[[ EXTRACTED DATA open ]]

PR #3716, opened 2026-03-19
Fix #3634: add max_bulk_lines to BaseRoutingClient to prevent 413 errors

### LINKED ISSUE #3634: fdsn client / routing client improvement: better handling for virtual networks
### Problem

The routing client provides support for virtual networks (Vnet) and it is currently the only way Obspy provides to support for Vnets. It uses the routing service to expand the Vnet into a explicit list, then the list is used to request either inventory information (fdsnws/station) or waveform data (fdsnws/dataselect) to the various endpoints (nodes) via a **single** POST requests for each node. 

In particular for large Vnets (AdriaArray or AlpArray) these expanded list can become extremly large, resulting in POST requests with many lines, stations or channels to individual nodes. These requests, due to the size and number of requested streams are prone to fail or to timeout, in particular with the standard timeout.

A repoducable example for the AdriaArray Vnet "_ADARRAY":

``` python
import obspy
from obspy import UTCDateTime as UTC

rclient = RoutingClient("eida-routing", debug=True, credentials=None)

t1 = UTC("2024-01-01T00:00:00")
t2 = t1 + 60*60.0
net = "_ADARRAY"
sta = "*"
cha = "HHE,HHN,HHZ"
loc = "*"

inv = rclient.get_stations(starttime=t1, endtime=t2,
                           network=net, channel=cha, 
                           level="channel")

st = rclient.get_waveforms(network=net, station=sta,
                           channel=cha, location=loc,
                           starttime=t1, endtime=t2)

```

For "_ADARRAY" the EIDA node INGV provides the most channels and takes time to provide the complete dataset. 

### Impact on **station** service:

In the past even the large request to station service were problematic for "_ADARRAY". These large requests to station can now be handled (at node INGV) and to do not cause a problem at the time of writing for this specifc Vnet. However, for other large Vnets or setups such problems could resurface.

### Impact on **dataselect** service:

The dataselect request to various nodes will not complete within the set timeout. It is possible to get a complete reply if the timeout is set significantly larger.

With a time set to 600s (10 min) I was able to get reliable responses. 

```
rclient = RoutingClient("eida-routing", debug=True, timeout=600, credentials=None)
```

### User feedback

The your might not get a accurate feedback if any problems occured during download, eg. if single requests failed or timeout.

### Additional observation

From the debug outputs it becomes evident that `get_waveform` requests are always anticipated with a large request to station service. It is not evident why this is implement this way and these request to station might not be necessary at least not always.

### Proposed solution

The suggestion is to enhance the client with some additional features or improvements.

### User transparency

The user should be correctly informed about an problem in a way the user can understand why data received are not complete. 

There was also a suggestion to collect the processing status in a data structure with similar information as provided by the debug output. This status data structure could then have different usages, eg. it could provided a detailed report on the data which have been received or not.

### Splitting in smaller POST list

It should be possible to limit the number of lines in one single request, if this limit is execed the request would be split into multiple requests. The target should be that each request can be concluded within the set timeout. The limit should be a users configurable parameter.

A consideration would be to implement a mechanism which reacts appropriately to error conditions. In particular, the client should be able to react to status code indicating too large requests or if a timeout occurs.

Splitting requests should be possible to both station and dataselect, but the limits which are necessary for reliable functioning might be different.

### Simplify dataselect request

We should check if the two step request station then dataselect can be avoided. In principle, it should be possible to use the dataselect parameters with routing as well and then use the provided list directly.

NikolaosSokos:
Split oversized bulk requests into chunks before dispatching to the ThreadPool, avoiding "Request Entity Too Large" responses from FDSNWS endpoints. Default limit is 100 lines, matching fdsnws_fetch behaviour.

### What does this PR do?

Adds a `max_bulk_lines` parameter (default: 100) to `BaseRoutingClient.__init__`. When a routed bulk request exceeds this limit, `_download_parallel` splits it into smaller chunks before dispatching to the `ThreadPool`. This prevents HTTP 413 "Request Entity Too Large" errors and long-tail timeouts when downloading waveforms or station metadata for large virtual networks via `EIDAWSRoutingClient` or `FederatorRoutingClient`.

The default of 100 matches the behaviour of `fdsnws_fetch`.

### Links to other Issues?

fixes #3634 

### AI used?

Claude Sonnet 4.6 (Claude Code) was used to review the implementation for correctness, identify a redundant variable, and validate the unit test logic. All design decisions and code were authored by the contributor.

### PR Checklist

- [x] Correct **base branch** selected? [`master`](https://github.com/obspy/obspy/wiki/ObsPy-Git-Branching-Model)
- [x] **Tests**: Added `test_bulk_line_splitting` in `test_base_routing_client.py` using `unittest.mock`

Rare actions items:

- [x] First time contributors: Feel free to add your name to `CONTRIBUTORS.txt`

### Issue labels

### DIFF
--- a/obspy/CONTRIBUTORS.txt
+++ b/obspy/CONTRIBUTORS.txt
@@ -113,6 +113,7 @@ Schneider, Simon
 Shimizu, Toshiya
 Sippl, Christian
 Snoke, Arthur
+Sokos, Nikos
 Stähler, Simon C.
 Stange, Stefan
 Strutz, Dominik
--- a/obspy/clients/fdsn/routing/routing_client.py
+++ b/obspy/clients/fdsn/routing/routing_client.py
@@ -15,9 +15,7 @@ from multiprocessing.dummy import Pool as ThreadPool
 
 import decorator
 import io
-import logging
 import sys
-import time
 import traceback
 import warnings
 from urllib.parse import urlparse
@@ -29,9 +27,6 @@ from ...base import HTTPClient
 from .. import client
 from ..client import raise_on_error
 from ..header import FDSNException, URL_MAPPINGS, FDSNNoDataException
-
-
-logger = logging.getLogger(__name__)
 
 
 def RoutingClient(routing_type, *args, **kwargs):  # NOQA
@@ -303,7 +298,6 @@ class BaseRoutingClient(HTTPClient):
                     new_dl_requests.append(new_req)
             dl_requests = new_dl_requests
 
-        t0 = time.time()
         pool = ThreadPool(processes=len(dl_requests))
         results = pool.map(_try_download_bulk, dl_requests)
 
@@ -325,15 +319,6 @@ class BaseRoutingClient(HTTPClient):
         # Explitly close the thread pool as somehow this does not work
         # automatically under linux. See #2342.
         pool.close()
-
-        t1 = time.time()
-        failed_count = len([r for r in results if r is None])
-        status = "INCOMPLETE" if failed_count > 0 else "COMPLETE"
-        logger.info("RoutingClient: Download completed in %.2f seconds. "
-                    "Total chunks: %i, Success: %i, Failed: %i (%s)",
-                    t1 - t0, len(dl_requests),
-                    len([r for r in results if r is not None]),
-                    failed_count, status)
 
         return collection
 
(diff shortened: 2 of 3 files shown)


megies:
Looks good in general..
 - needs to be rebased it looks like (should be based on `master` as a new feature)
 - i would rather remove the logger again, we generally try to not be verbose unless its explicit warnings and here the code is just doing what it is supposed to do

NikolaosSokos:
I've completely removed the logger and the timing output.
I also rebased the commits against the newest master, changed the PR's base branch to target master directly. Let me know if anything else is needed!

PR #3718, opened 2026-03-22
add publicID to station.extra when reading SCML (supercedes #3194)

### LINKED ISSUE #3193: Adding publicID of seiscomp inventories to station object

filefolder:
### What does this PR do?

This is a remake of the derelict #3194 which reads and logs the station-level SCML publicID attribute. I added extra tests recommended previously and based on master.

Closes #3193 

Also updates the generic "scml import" `source` attribute with "ObsPy SCML import" and adds an additional SCML 0.14 inventory test file which will come in handy later.

### AI used?

yes, to remake some re compiles in seiscomp/tests/test_inventory/test_compare_xml since I will never understand how those work

### DIFF
--- a/CHANGELOG.txt
+++ b/CHANGELOG.txt
@@ -2,7 +2,9 @@ master
 ======
 
 Changes:
- - ...
+ - General
+ - obspy.io.seiscomp:
+   * Add publicID to station.extra for select (see #3193 #3194)
 
 maintenance_1.5.x
 =================
--- a/CHANGELOG.txt
+++ b/CHANGELOG.txt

[[ EXTRACTED DATA closed ]]

TASK STATEMENT ▸ Repeat the data precisely, reproducing every entry.

RESULT OF THIS EXERCISE ▸
PR #3716, opened 2026-03-19
Fix #3634: add max_bulk_lines to BaseRoutingClient to prevent 413 errors

### LINKED ISSUE #3634: fdsn client / routing client improvement: better handling for virtual networks
### Problem

The routing client provides support for virtual networks (Vnet) and it is currently the only way Obspy provides to support for Vnets. It uses the routing service to expand the Vnet into a explicit list, then the list is used to request either inventory information (fdsnws/station) or waveform data (fdsnws/dataselect) to the various endpoints (nodes) via a **single** POST requests for each node. 

In particular for large Vnets (AdriaArray or AlpArray) these expanded list can become extremly large, resulting in POST requests with many lines, stations or channels to individual nodes. These requests, due to the size and number of requested streams are prone to fail or to timeout, in particular with the standard timeout.

A repoducable example for the AdriaArray Vnet "_ADARRAY":

``` python
import obspy
from obspy import UTCDateTime as UTC

rclient = RoutingClient("eida-routing", debug=True, credentials=None)

t1 = UTC("2024-01-01T00:00:00")
t2 = t1 + 60*60.0
net = "_ADARRAY"
sta = "*"
cha = "HHE,HHN,HHZ"
loc = "*"

inv = rclient.get_stations(starttime=t1, endtime=t2,
                           network=net, channel=cha, 
                           level="channel")

st = rclient.get_waveforms(network=net, station=sta,
                           channel=cha, location=loc,
                           starttime=t1, endtime=t2)

```

For "_ADARRAY" the EIDA node INGV provides the most channels and takes time to provide the complete dataset. 

### Impact on **station** service:

In the past even the large request to station service were problematic for "_ADARRAY". These large requests to station can now be handled (at node INGV) and to do not cause a problem at the time of writing for this specifc Vnet. However, for other large Vnets or setups such problems could resurface.

### Impact on **dataselect** service:

The dataselect request to various nodes will not complete within the set timeout. It is possible to get a complete reply if the timeout is set significantly larger.

With a time set to 600s (10 min) I was able to get reliable responses. 

```
rclient = RoutingClient("eida-routing", debug=True, timeout=600, credentials=None)
```

### User feedback

The your might not get a accurate feedback if any problems occured during download, eg. if single requests failed or timeout.

### Additional observation

From the debug outputs it becomes evident that `get_waveform` requests are always anticipated with a large request to station service. It is not evident why this is implement this way and these request to station might not be necessary at least not always.

### Proposed solution

The suggestion is to enhance the client with some additional features or improvements.

### User transparency

The user should be correctly informed about an problem in a way the user can understand why data received are not complete. 

There was also a suggestion to collect the processing status in a data structure with similar information as provided by the debug output. This status data structure could then have different usages, eg. it could provided a detailed report on the data which have been received or not.

### Splitting in smaller POST list

It should be possible to limit the number of lines in one single request, if this limit is execed the request would be split into multiple requests. The target should be that each request can be concluded within the set timeout. The limit should be a users configurable parameter.

A consideration would be to implement a mechanism which reacts appropriately to error conditions. In particular, the client should be able to react to status code indicating too large requests or if a timeout occurs.

Splitting requests should be possible to both station and dataselect, but the limits which are necessary for reliable functioning might be different.

### Simplify dataselect request

We should check if the two step request station then dataselect can be avoided. In principle, it should be possible to use the dataselect parameters with routing as well and then use the provided list directly.

NikolaosSokos:
Split oversized bulk requests into chunks before dispatching to the ThreadPool, avoiding "Request Entity Too Large" responses from FDSNWS endpoints. Default limit is 100 lines, matching fdsnws_fetch behaviour.

### What does this PR do?

Adds a `max_bulk_lines` parameter (default: 100) to `BaseRoutingClient.__init__`. When a routed bulk request exceeds this limit, `_download_parallel` splits it into smaller chunks before dispatching to the `ThreadPool`. This prevents HTTP 413 "Request Entity Too Large" errors and long-tail timeouts when downloading waveforms or station metadata for large virtual networks via `EIDAWSRoutingClient` or `FederatorRoutingClient`.

The default of 100 matches the behaviour of `fdsnws_fetch`.

### Links to other Issues?

fixes #3634 

### AI used?

Claude Sonnet 4.6 (Claude Code) was used to review the implementation for correctness, identify a redundant variable, and validate the unit test logic. All design decisions and code were authored by the contributor.

### PR Checklist

- [x] Correct **base branch** selected? [`master`](https://github.com/obspy/obspy/wiki/ObsPy-Git-Branching-Model)
- [x] **Tests**: Added `test_bulk_line_splitting` in `test_base_routing_client.py` using `unittest.mock`

Rare actions items:

- [x] First time contributors: Feel free to add your name to `CONTRIBUTORS.txt`

### Issue labels

### DIFF
--- a/obspy/CONTRIBUTORS.txt
+++ b/obspy/CONTRIBUTORS.txt
@@ -113,6 +113,7 @@ Schneider, Simon
 Shimizu, Toshiya
 Sippl, Christian
 Snoke, Arthur
+Sokos, Nikos
 Stähler, Simon C.
 Stange, Stefan
 Strutz, Dominik
--- a/obspy/clients/fdsn/routing/routing_client.py
+++ b/obspy/clients/fdsn/routing/routing_client.py
@@ -15,9 +15,7 @@ from multiprocessing.dummy import Pool as ThreadPool
 
 import decorator
 import io
-import logging
 import sys
-import time
 import traceback
 import warnings
 from urllib.parse import urlparse
@@ -29,9 +27,6 @@ from ...base import HTTPClient
 from .. import client
 from ..client import raise_on_error
 from ..header import FDSNException, URL_MAPPINGS, FDSNNoDataException
-
-
-logger = logging.getLogger(__name__)
 
 
 def RoutingClient(routing_type, *args, **kwargs):  # NOQA
@@ -303,7 +298,6 @@ class BaseRoutingClient(HTTPClient):
                     new_dl_requests.append(new_req)
             dl_requests = new_dl_requests
 
-        t0 = time.time()
         pool = ThreadPool(processes=len(dl_requests))
         results = pool.map(_try_download_bulk, dl_requests)
 
@@ -325,15 +319,6 @@ class BaseRoutingClient(HTTPClient):
         # Explitly close the thread pool as somehow this does not work
         # automatically under linux. See #2342.
         pool.close()
-
-        t1 = time.time()
-        failed_count = len([r for r in results if r is None])
-        status = "INCOMPLETE" if failed_count > 0 else "COMPLETE"
-        logger.info("RoutingClient: Download completed in %.2f seconds. "
-                    "Total chunks: %i, Success: %i, Failed: %i (%s)",
-                    t1 - t0, len(dl_requests),
-                    len([r for r in results if r is not None]),
-                    failed_count, status)
 
         return collection
 
(diff shortened: 2 of 3 files shown)


megies:
Looks good in general..
 - needs to be rebased it looks like (should be based on `master` as a new feature)
 - i would rather remove the logger again, we generally try to not be verbose unless its explicit warnings and here the code is just doing what it is supposed to do

NikolaosSokos:
I've completely removed the logger and the timing output.
I also rebased the commits against the newest master, changed the PR's base branch to target master directly. Let me know if anything else is needed!

PR #3718, opened 2026-03-22
add publicID to station.extra when reading SCML (supercedes #3194)

### LINKED ISSUE #3193: Adding publicID of seiscomp inventories to station object

filefolder:
### What does this PR do?

This is a remake of the derelict #3194 which reads and logs the station-level SCML publicID attribute. I added extra tests recommended previously and based on master.

Closes #3193 

Also updates the generic "scml import" `source` attribute with "ObsPy SCML import" and adds an additional SCML 0.14 inventory test file which will come in handy later.

### AI used?

yes, to remake some re compiles in seiscomp/tests/test_inventory/test_compare_xml since I will never understand how those work

### DIFF
--- a/CHANGELOG.txt
+++ b/CHANGELOG.txt
@@ -2,7 +2,9 @@ master
 ======
 
 Changes:
- - ...
+ - General
+ - obspy.io.seiscomp:
+   * Add publicID to station.extra for select (see #3193 #3194)
 
 maintenance_1.5.x
 =================
--- a/CHANGELOG.txt
+++ b/CHANGELOG.txt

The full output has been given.